-- What the exercise asks --
Extract the entries in their exact form.

-- The data --
☆ ☆ ☆

PR #3618, opened 2023-01-28
fix(events): use ISO format date strings in event payload

eysi09:

Previously the event payload type for dates was a JS Date instance. When these events are emitted to other consumers such as Cloud the dates are marshalled to ISO strings.

This commit updates the payload types to strings so that the types reflect what the consumers actually receive and so that the types can be re-used across consumers.

Fixes #

### DIFF
--- a/core/src/actions.ts
+++ b/core/src/actions.ts
@@ -376,7 +376,7 @@ export class ActionRouter implements TypeGuard {
     const actionUid = uuidv4()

☆ ☆ ☆

-- Exercise response --
PR #3618, opened 2023-01-28
fix(events): use ISO format date strings in event payload

eysi09:

Previously the event payload type for dates was a JS Date instance. When these events are emitted to other consumers such as Cloud the dates are marshalled to ISO strings.

This commit updates the payload types to strings so that the types reflect what the consumers actually receive and so that the types can be re-used across consumers.

Fixes #

### DIFF
--- a/core/src/actions.ts
+++ b/core/src/actions.ts
@@ -376,7 +376,7 @@ export class ActionRouter implements TypeGuard {
     const actionUid = uuidv4()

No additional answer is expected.